[Exercise brief]: Among the entries below, which lines include the string "expect"? Show each one.

= Beginning of Section =

PR #3553, opened 2023-08-04
chore: warn for missing units in config and for `errorMessagesMaxLength` usage

### LINKED ISSUE #2121: warn on missing unit for duration/size config vars, require unit on new config vars
There was a discussion recently and suggestion from @felixbarny that the APM agents make the units on time/duration config vars (e.g. `metricsInterval`) *required* instead of optional.  The history there is that some Java agent config vars that were later shared with other agents (e.g. `span_frames_min_duration`) used to have the units in the name (e.g. `span_frames_min_duration_ms`). The switch to drop the units in the name added support for units in the value, but for backward compatibility supported default units.

**The problem:** There are some cases where the user can get surprised:
- different default units between agents (e.g. the recently added `spanFramesMinDuration` in the node.js agent defaults to *seconds* with no units, but the default is *milliseconds* for other agents)
- the default units are not obvious to the user doing the configuration

Making the units required is obviously a breaking change, so would need to wait for a major version bump.

(See also the related #2120 for handling invalid config values.)

### LINKED ISSUE #2314: warn on `errorMessageMaxLength` deprecated config option usage
The `errorMessageMaxLength` option was deprecated by `longFieldMaxLength` in #2193. The option should be removed for the next major version.

Update (2023-07): Let's just warn with `process.emitWarning` (... or log.warn?)

david-luna:
Spit out a warning whenever a size/bytes config option is given without its units. The log shows the value provided and the name of the option.

This PR also adds a warning log if the deprecated `errorMessagesMaxLength` is used.

Closes #2121 
Closes #2314 

### Checklist

- [x] Implement code
- [x] Add tests
- [x] Update documentation

### DIFF
--- a/docs/upgrade-to-v4.asciidoc
+++ b/docs/upgrade-to-v4.asciidoc
@@ -85,7 +85,7 @@ unit, to avoid ambiguity the APM agent will now warn if the units are not
 provided.
 
 [[v4-warning-size-units]]
-=====
+===== "units missing in size value" 
 
 Byte size config options like `apiRequestSize` expect to have the size
 units specified in the value (e.g. `"10kb"`, `"1gb"`). If the unit is not
--- a/docs/upgrade-to-v4.asciidoc
+++ b/docs/upgrade-to-v4.asciidoc
@@ -70,7 +70,7 @@ For log correlation with _structured_ logs, see <<log-correlation-ids>>.
 This section documents some new log output warnings from the APM agent, and how to avoid them.
 
 [[v4-warning-duration-units]]
-=====
+===== "units missing in duration value"
 
 
 [source,json]
--- a/docs/upgrade-to-v4.asciidoc
+++ b/docs/upgrade-to-v4.asciidoc
@@ -81,6 +81,6 @@ the default value.
 [[v4-warning-size-units]]
 =====
 
-`apiRequestSize` and `errorMessageMaxLength` config options expect to
-have the size specified in the value (e.g. `10kb`, `1gb`). If the unit
-is not in the value tha agent will warn about it and fallback to `bytes`.
+Byte size config options like `apiRequestSize` expect to have the size
+units specified in the value (e.g. `10kb`, `1gb`). If the unit is not
+in the value tha agent will warn about it and fallback to `bytes`.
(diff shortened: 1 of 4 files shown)


docs/upgrade-to-v4.asciidoc
```diff
@@ -59,7 +59,34 @@ via:
...
+
+Byte size config options like `apiRequestSize` expect to have the size
+units specified in the value (e.g. `10kb`, `1gb`). If the unit is not
+in the value tha agent will warn about it and fallback to `bytes`.
+
+[[v4-warning-error-message-max-length]]
+=====
+
+Agent will warn if the deprecated config option `errorMessageMaxLength`
+is set
```
trentm, line 92:
```suggestion
```

I know this looks inconsistent. :)  I'm leaning towards not documenting *all* added new warnings. Only interesting ones.  A warning for a deprecated config option should be self-explanatory.  Sorry for getting you to write more docs.

trentm (approved):
Just some suggestions for the docs.

docs/upgrade-to-v4.asciidoc
```diff
@@ -59,7 +59,34 @@ via:
...
+----
+
+Configuration options that define a duration, like `metricsInterval` or 
+`exitSpanMinDuration`, expect to have their units specified in the value
+(e.g. `"10s"`, `"100ms"`). While current duration options have a default
+unit, to avoid ambiguity the APM agent will now warn if the units are not
+provided.
+
+[[v4-warning-size-units]]
+=====
```
trentm, line 88:
```suggestion
===== "units missing in size value" 
```

lib/config/normalizers.js
```diff
@@ -86,11 +86,20 @@ function normalizeInfinity(opts, fields, defaults, logger) {
...
+ * @param {import('../logging.js').Logger} logger
  * @returns {Number|undefined}
  */
-function bytes(input) {
+function bytes(input, key, logger) {
   const matches = input.match(/^(\d+)(b|kb|mb|gb)$/i);
-  if (!matches) return Number(input);
+  if (!matches) {
+    logger.warn(
+      'units missing in value "%s" for "%s" config option. Use one of b|kb|mb|gb',
```
trentm, line 97:
```suggestion
      'units missing in size value "%s" for "%s" config option. Use one of b|kb|mb|gb',
```

docs/upgrade-to-v4.asciidoc
trentm: Done in commit b65305c2f80ff980e81cb57fd9b4e9866e96ff80.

= End of Section =

[Final answer]:
 Byte size config options like `apiRequestSize` expect to have the size
-`apiRequestSize` and `errorMessageMaxLength` config options expect to
+Byte size config options like `apiRequestSize` expect to have the size
+Byte size config options like `apiRequestSize` expect to have the size
+`exitSpanMinDuration`, expect to have their units specified in the value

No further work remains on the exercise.